Assignment -> Look below for the line that contains "PR #3165, opened 2021-03-14", then copy it and each following line exactly, through and including the line that contains "### LINKED ISSUE".

Dataset records ->
━━━━━━━━━━━━━━━━━━━━━━━━━━━━━━
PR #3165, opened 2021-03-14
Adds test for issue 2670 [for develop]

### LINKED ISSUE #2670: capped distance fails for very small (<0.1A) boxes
━━━━━━━━━━━━━━━━━━━━━━━━━━━━━━
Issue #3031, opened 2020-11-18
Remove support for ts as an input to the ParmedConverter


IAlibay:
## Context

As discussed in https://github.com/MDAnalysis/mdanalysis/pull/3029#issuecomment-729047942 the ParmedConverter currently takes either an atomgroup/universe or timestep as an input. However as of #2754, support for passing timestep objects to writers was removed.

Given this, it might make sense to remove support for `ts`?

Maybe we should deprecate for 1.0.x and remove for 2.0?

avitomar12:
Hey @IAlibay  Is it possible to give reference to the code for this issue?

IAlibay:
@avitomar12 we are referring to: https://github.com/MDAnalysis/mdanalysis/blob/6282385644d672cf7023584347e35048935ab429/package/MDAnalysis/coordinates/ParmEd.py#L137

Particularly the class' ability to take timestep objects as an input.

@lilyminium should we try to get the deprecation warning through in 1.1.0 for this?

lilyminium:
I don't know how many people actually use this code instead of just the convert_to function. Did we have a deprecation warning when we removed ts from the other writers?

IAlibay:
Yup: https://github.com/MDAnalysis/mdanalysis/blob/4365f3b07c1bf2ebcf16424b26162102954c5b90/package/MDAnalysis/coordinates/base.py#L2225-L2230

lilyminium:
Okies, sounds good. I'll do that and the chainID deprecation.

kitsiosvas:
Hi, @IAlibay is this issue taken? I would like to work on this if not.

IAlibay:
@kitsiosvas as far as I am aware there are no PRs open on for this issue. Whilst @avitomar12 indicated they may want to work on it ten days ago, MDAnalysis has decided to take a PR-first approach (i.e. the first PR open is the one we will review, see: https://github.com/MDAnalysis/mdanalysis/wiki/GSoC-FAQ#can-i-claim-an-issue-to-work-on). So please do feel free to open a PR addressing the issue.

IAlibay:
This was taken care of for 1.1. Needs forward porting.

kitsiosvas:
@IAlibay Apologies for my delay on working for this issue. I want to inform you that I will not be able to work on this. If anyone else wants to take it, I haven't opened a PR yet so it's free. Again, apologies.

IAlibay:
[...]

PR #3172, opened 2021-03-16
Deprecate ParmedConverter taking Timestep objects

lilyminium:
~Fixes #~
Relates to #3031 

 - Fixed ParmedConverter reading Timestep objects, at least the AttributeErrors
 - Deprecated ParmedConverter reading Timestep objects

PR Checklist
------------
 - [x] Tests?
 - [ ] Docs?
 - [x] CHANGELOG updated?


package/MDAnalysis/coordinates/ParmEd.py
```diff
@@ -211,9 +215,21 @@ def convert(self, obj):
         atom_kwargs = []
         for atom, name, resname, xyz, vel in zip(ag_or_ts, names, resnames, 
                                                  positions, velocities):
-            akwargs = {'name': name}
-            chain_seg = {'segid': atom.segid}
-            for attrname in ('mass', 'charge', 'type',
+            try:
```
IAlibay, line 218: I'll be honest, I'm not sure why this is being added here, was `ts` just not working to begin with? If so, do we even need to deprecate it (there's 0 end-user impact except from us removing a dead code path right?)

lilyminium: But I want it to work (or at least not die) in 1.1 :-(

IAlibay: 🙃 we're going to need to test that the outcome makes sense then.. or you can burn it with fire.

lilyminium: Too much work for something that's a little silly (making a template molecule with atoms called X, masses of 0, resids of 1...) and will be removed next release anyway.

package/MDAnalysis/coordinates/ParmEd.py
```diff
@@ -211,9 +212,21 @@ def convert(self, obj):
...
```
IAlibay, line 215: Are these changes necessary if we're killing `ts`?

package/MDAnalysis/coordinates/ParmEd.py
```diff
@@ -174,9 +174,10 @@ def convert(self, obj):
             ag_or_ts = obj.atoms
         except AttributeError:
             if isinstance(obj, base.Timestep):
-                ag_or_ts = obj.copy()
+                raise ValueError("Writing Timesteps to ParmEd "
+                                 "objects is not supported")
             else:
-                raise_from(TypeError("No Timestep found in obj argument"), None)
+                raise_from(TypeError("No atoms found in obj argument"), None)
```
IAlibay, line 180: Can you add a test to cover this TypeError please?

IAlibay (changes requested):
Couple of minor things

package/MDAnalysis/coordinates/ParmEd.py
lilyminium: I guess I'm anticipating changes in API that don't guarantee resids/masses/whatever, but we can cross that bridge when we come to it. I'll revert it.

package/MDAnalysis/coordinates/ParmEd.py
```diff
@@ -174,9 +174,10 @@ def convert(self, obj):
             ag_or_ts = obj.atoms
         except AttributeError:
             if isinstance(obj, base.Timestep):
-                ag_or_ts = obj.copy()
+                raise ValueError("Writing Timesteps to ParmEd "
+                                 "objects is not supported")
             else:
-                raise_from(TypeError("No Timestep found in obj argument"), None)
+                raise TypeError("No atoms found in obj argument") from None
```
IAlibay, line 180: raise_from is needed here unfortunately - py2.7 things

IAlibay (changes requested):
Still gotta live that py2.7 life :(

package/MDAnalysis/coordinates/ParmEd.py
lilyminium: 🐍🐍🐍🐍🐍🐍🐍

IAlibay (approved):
━━━━━━━━━━━━━━━━━━━━━━━━━━━━━━
Result ->
PR #3165, opened 2021-03-14
Adds test for issue 2670 [for develop]

### LINKED ISSUE #2670: capped distance fails for very small (<0.1A) boxes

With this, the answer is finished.